CATARSE

Não consigo conter o choro.

O grito ainda retenho, mas custa muito ao peito porque dói,

ele quer sair.

Minha casa está uma bagunça. Tudo fora do lugar. Cama, gavetas, armários, chão, parede...

Deve haver um jeito de arrumar.

Os papéis estão empilhados, enxovalhados.

Tropeço no tapete e debaixo dele há muito destroço.

Quero gritar, quero arrumar, quero consertar, quero acertar.

Minha casa está de pernas para o ar

e a contemplação atônita e estéril só acumula o desarranjo.

A fantasia de estátua não ajuda. Já, já servirei de cabide, chapeleira, presa e perdida no cenário.

Talvez devesse começar “lavando as mãos”, mas isso seria covardia. desistir, deixar a casa e partir.

Deixar a decisão, a arrumação para outro, na multidão... Sentença final da casa bagunçada.

...Apague a luz, tranque-a a sete chaves, deixe-a implodir...

Definitivamente este não seria o começo, seria o fim.

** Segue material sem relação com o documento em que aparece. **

PR #706, opened 2017-07-22
default to binlog-connector mode

osheroff:
it's time enough that we just turned on this option by default.


liulikun:
Looks good! We can also cleanup `.travis.yml` a bit I think.

osheroff:
@liulikun good point, done

liulikun:
Thanks! 🎉 👍

adhiemsumitro:
How to know if this has been implemented on the latest binary ? I just realize that  the repository doesn't include a compiled binary (newbie here, 3 weeks usage)

liulikun:
You can check the releases: https://github.com/zendesk/maxwell/releases, is that what you are asking?

Issue #705, opened 2017-07-21
bin/maxwell-bootstrap error


elipoke:
[root@hadoopnn-01 maxwell-1.10.3]# bin/maxwell-bootstrap --user root --password 12345678 --database test --table ttt --log_level info
10:41:06,905 WARN  MaxwellBootstrapUtilityConfig - mysql host not specified, defaulting to localhost
10:41:06,920 INFO  MaxwellBootstrapConnectionPool - MaxwellBootstrapConnectionPool: Getting connection (user/password): jdbc:mysql://localhost:null/null
10:41:06,969 INFO  MaxwellBootstrapConnectionPool - MaxwellBootstrapConnectionPool: Can't create a new connection for jdbc:mysql://localhost:null/null
com.mysql.jdbc.exceptions.jdbc4.MySQLNonTransientConnectionException: Cannot load connection class because of underlying exception: 'java.lang.NumberFormatException: For input string: "null"'.
        at sun.reflect.NativeConstructorAccessorImpl.newInstance0(Native Method) ~[?:1.7.0_67]
        at sun.reflect.NativeConstructorAccessorImpl.newInstance(NativeConstructorAccessorImpl.java:57) ~[?:1.7.0_67]
        at sun.reflect.DelegatingConstructorAccessorImpl.newInstance(DelegatingConstructorAccessorImpl.java:45) ~[?:1.7.0_67]
        at java.lang.reflect.Constructor.newInstance(Constructor.java:526) ~[?:1.7.0_67]
        at com.mysql.jdbc.Util.handleNewInstance(Util.java:404) ~[mysql-connector-java-5.1.39.jar:5.1.39]
        at com.mysql.jdbc.Util.getInstance(Util.java:387) ~[mysql-connector-java-5.1.39.jar:5.1.39]
        at com.mysql.jdbc.SQLError.createSQLException(SQLError.java:917) ~[mysql-connector-java-5.1.39.jar:5.1.39]
        at com.mysql.jdbc.SQLError.createSQLException(SQLError.java:896) ~[mysql-connector-java-5.1.39.jar:5.1.39]
        at com.mysql.jdbc.SQLError.createSQLException(SQLError.java:885) ~[mysql-connector-java-5.1.39.jar:5.1.39]
        at com.mysql.jdbc.SQLError.createSQLException(SQLError.java:860) ~[mysql-connector-java-5.1.39.jar:5.1.39]
[...]

PR #712, opened 2017-07-26
setup proper defaults for the bootstrap utility

osheroff:
addresses #705, had to refactor some to use common code.


ericwush:
@osheroff I can reproduce the original issue #705 by not providing any `config.properties`. By looking at your PR I'm almost sure it has fixed the issue. Can you please confirm if that's the case?

osheroff:
it should.  just needs a code-review from some folks and should be mergable

PR #713, opened 2017-07-27
Add compatibility notes for BinlogConnector, fixes #681

### LINKED ISSUE #681: Inconsistent date and time handling

timbertson:
/cc @geoff-addepar @zendesk/goanna

### DIFF
--- a/docs/docs/compat.md
+++ b/docs/docs/compat.md
@@ -36,4 +36,15 @@ Notes:
 - on highly active servers, as much as 1 second of data may be duplicated.
 - master recovery is not available in GTID-mode.
 
+### MySQL binlog connector
+***
 
+As of 1.10.5, maxwell uses [shyiko/mysql-binlog-connector-java][] as its underlying
+replication library (previously it was opt-in via `--binlog_connector`). This is
+largely compatible with the previous OpenReplicator implementation, but there are some differences:
+
+ - TIMESTAMP columns are always treated as UTC, regardless of your timezone. See
+   [issue #681][issue-681] for more details.
+
+[shyiko/mysql-binlog-connector-java]: https://github.com/shyiko/mysql-binlog-connector-java
+[issue-681]: https://github.com/zendesk/maxwell/issues/681


geoff-addepar:
I'm not sure this is quite the right way to explain it. Specifically, it's TIMESTAMP columns that have different behavior, not DATETIME columns.

timbertson:
Good point @geoff-addepar, updated to only mention `TIMESTAMP` columns.

geoff-addepar:
Thanks, looks good!

PR #720, opened 2017-08-01
Skip table filters for any db schema change if output ddl

ericwush:
@zendesk/goanna 
Replace #699 addressing #697


timbertson:
Looks good. Can you add a test to cover it? Looks like we have some in MaxwellIntegrationTest you could add to, or feel free to create a more targeted suite if you prefer.

ericwush:
@timbertson test added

Talvez o começo seja respirar,

contar setenta vezes sete, perdoar os lapsos, os deslizes, o acúmulo de coisas grotescas, a preguiça, o desânimo em arregaçar as mangas.

Depois do perdão... Ah! Muita água nas paredes, água fresca e limpa da cabeça aos pés.

Depois do perfume de alma lavada... Sentar, abrir as gavetas, ajeitar cada coisa com harmonia, descartando o supérfluo, o inadequado.

Gavetas equilibradas, armários, baús, prateleiras... Sem excesso, sem poeira, sem bagagem.

E depois da faxina, enfim, boa música ao redor da lareira e posso dançar, soltar o grito de alívio, abrir a janela e sair um pouco batendo as asas,

não mais presas e empoeiradas. Agora livres, leves e limpas como o resto da casa.